Zeugen sagten später vor der Polizei aus, dass die Beamten im weiteren Verlauf Werner B. noch kräftig mit dem Kopf an das Autodach stießen. Daran erinnert er sich nicht. Er habe wohl "einen Blackout" gehabt, sagt er. Als sich die Situation zwischenzeitlich beruhigte, setzten ihn die Beamten nicht in den Wagen, sondern brachten ihn weg von den mittlerweile zahlreichen Zuschauern hinter eine Art Verschlag. Im Nu sei er auf dem Bauch am Boden gelegen, sagt Werner B.

Der angeklagte Martin S. habe mit seinem Knie seinen Kopf und Oberkörper fixiert. Dann habe er ihm die Hände schmerzhaft über den Rücken nach oben gezogen, um Handschellen anzulegen. Erst das zweite Paar eines Kollegen griff. Martin S. habe sich dann Handschuhe angezogen und ihm auch noch die Finger so umgebogen, dass einer noch heute unter gewissen Belastungen schmerzt. Seine Brille sei da schon lange weg gewesen. Werner B. hat 4,5 Dioptrien.

Der Richter verweigerte die Unterschrift

Anschließend brachten ihn die Beamten in einen Polizeibus. Martin S. habe ihn auf dem Rücksitz zwischen Rücklehne und Fenster eingekeilt, sagt Werner B. Seine Hände waren auf dem Rücken gefesselt. Als er sich beschwerte, habe ihn der Beamte ein kleines Stück Scheiße genannt, und dann habe er zugeschlagen. Beim zweiten Hieb mit der Faust ins Gesicht habe er Nässe über dem Auge gespürt, sagt der Zeuge, doch der Beamte habe weiter zugeschlagen, mindestens noch ein oder zwei Mal.

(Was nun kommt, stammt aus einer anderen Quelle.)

Issue #305, opened 2018-08-10
Switch from ocaml-migrate-parsetree to ppxlib


jberdine:
Instead of depending directly on ocaml-migrate-parsetree, use [ppxlib](https://github.com/ocaml-ppx/ppxlib)'s `Ast`.

Not a high priority currently, but if/when we want to combine ocamlformat with another ppx rewriter, they will need to agree on the Ast version, which ppxlib supports.

hhugo:
@jberdine, what would be a use-case for combining ocamlformat and another ppx ?

emillon:
Duplicate of #1460

hhugo:
Should this be closed ?

PR #347, opened 2018-08-22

In der Garage der Polizeistation habe er dann aussteigen müssen und sei sofort von Martin S. in den Schwitzkasten genommen worden. An der Tür in die Dienststelle habe der Polizist mit ihm einen Ausfallschritt nach rechts gemacht. Sein nach vorne gezwungener Kopf sei so an der Wand gelandet, erinnert sich der Zeuge. "Hoppala", habe der Polizist gesagt.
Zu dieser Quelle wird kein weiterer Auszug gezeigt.